Office and Administrative Support

2,692,238

Sales and Related

2,616,933

Building and Grounds Cleaning & Maintenance

2,432,692

Construction and Extraction

2,394,349

Management

2,364,294

Analysis of the U.S. Census Bureau’s 2015 American Community Survey 1-year PUMS data by the American Immigration Council.

 

  • The largest shares of immigrant workers were in the following occupation groups:

Occupation Category

Immigrant Share (%)
(of all workers in occupation)

Farming, Fishing, and Forestry

41.3

Building and Grounds Cleaning & Maintenance

31.2

Construction and Extraction

24.6

Computer and Mathematical Sciences

24.4

Life, Physical, and Social Sciences

21.6

Analysis of the U.S. Census Bureau’s 2015 American Community Survey 1-year PUMS data by the American Immigration Council.

  • Undocumented immigrants comprised 5 percent of the workforce in 2014.

Immigrants in the United States contribute billions of dollars in taxes.

  • Immigrant-led households across the United States contributed a total of $223.6 billion in federal taxes and $104.6 billion in combined state and local taxes in 2014.
  • Undocumented immigrants in the United States paid an estimated $11.7 billion in combined state and local taxes in 2014. Their estimated contribution would rise to $13.9 billion if they could receive legal status.
  • DACA recipients paid an estimated $2 billion in combined state and local taxes in 2016.

As consumers, immigrants add hundreds of billions of dollars to the U.S. economy.

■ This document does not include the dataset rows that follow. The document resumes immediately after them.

PR #3705, opened 2025-10-23
Fix: Connection Pool race condition 

adrian-cowham:
This PR guards against a get() and prewarm() race condition in `ConnectionPool`. 

During testing I noticed a single agent making 2 simultaneous connections to the inference service. I was able to debug this and track it down to a race condition in `ConnectionPool` between the TTS implementation calling [`_pool.connection()`](https://github.com/livekit/agents/blob/main/livekit-agents/livekit/agents/inference/tts.py#L460) and the `AgentActivity` calling the TTS's [`prewarm`](https://github.com/livekit/agents/blob/main/livekit-agents/livekit/agents/voice/agent_activity.py#L421) method.

This is reliably reproducible by starting an agent that uses a TTS implementation. Note, the TTS implementation must also be using a `ConnectionPool` and it must `prewarm` the `ConnectionPool`.

Here's my understanding of the order of operations:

  • In the United States, residents of immigrant-led households had $926.9 billion in collective spending power (after-tax income) in 2014.

Immigrant entrepreneurs in the United States generate tens of billions of dollars in business revenue.

  • 3.3 million immigrant business owners accounted for 20.3 percent of all self-employed U.S. residents in 2015 and generated $72.3 billion in business income.
  • In 2015, immigrants accounted for 21.9 percent of all business owners in 50 of the largest U.S. metropolitan areas.